[Excerpts from a dataset]
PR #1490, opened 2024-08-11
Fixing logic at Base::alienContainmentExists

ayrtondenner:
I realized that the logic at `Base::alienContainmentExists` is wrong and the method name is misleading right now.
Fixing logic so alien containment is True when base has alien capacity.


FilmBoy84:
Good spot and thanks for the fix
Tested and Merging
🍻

==

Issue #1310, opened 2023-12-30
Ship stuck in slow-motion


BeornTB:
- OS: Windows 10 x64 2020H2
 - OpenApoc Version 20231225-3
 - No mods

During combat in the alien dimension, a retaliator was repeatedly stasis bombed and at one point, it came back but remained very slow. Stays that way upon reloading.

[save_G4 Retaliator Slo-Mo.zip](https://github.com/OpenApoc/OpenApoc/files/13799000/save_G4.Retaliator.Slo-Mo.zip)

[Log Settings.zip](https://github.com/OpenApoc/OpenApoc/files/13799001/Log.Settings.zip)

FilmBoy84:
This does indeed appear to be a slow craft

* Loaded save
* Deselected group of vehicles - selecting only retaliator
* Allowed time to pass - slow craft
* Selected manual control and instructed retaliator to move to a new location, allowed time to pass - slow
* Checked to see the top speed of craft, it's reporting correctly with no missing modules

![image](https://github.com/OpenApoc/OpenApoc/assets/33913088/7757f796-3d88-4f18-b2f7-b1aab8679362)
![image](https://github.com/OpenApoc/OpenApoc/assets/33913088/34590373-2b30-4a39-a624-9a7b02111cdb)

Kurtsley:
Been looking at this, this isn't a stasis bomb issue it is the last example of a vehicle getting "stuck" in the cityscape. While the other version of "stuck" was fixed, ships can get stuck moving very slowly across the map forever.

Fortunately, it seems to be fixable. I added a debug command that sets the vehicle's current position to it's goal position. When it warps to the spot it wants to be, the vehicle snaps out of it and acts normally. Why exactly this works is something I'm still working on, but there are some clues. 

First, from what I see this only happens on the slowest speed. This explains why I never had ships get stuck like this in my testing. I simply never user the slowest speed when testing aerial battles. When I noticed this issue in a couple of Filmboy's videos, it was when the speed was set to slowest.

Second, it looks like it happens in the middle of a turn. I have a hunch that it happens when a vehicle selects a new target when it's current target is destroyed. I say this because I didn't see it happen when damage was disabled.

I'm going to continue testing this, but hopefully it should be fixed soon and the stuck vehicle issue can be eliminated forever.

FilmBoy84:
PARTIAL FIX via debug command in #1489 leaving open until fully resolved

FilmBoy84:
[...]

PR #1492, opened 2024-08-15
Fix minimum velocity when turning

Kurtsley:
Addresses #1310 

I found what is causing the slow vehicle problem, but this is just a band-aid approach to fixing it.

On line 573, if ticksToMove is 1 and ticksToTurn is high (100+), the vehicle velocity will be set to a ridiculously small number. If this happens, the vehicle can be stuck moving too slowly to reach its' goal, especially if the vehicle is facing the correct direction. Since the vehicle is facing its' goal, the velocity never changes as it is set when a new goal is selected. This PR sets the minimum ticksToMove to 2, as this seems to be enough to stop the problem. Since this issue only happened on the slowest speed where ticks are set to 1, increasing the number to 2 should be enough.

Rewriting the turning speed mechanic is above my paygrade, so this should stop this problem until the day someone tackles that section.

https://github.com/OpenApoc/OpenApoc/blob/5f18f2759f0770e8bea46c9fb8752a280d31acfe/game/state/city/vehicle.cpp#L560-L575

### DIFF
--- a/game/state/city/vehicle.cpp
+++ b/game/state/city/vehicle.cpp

WHAT TO WORK ON — Go through the entries and return each line where the word "image" appears.

ANSWER SPACE —
![image](https://github.com/OpenApoc/OpenApoc/assets/33913088/7757f796-3d88-4f18-b2f7-b1aab8679362)
![image](https://github.com/OpenApoc/OpenApoc/assets/33913088/34590373-2b30-4a39-a624-9a7b02111cdb)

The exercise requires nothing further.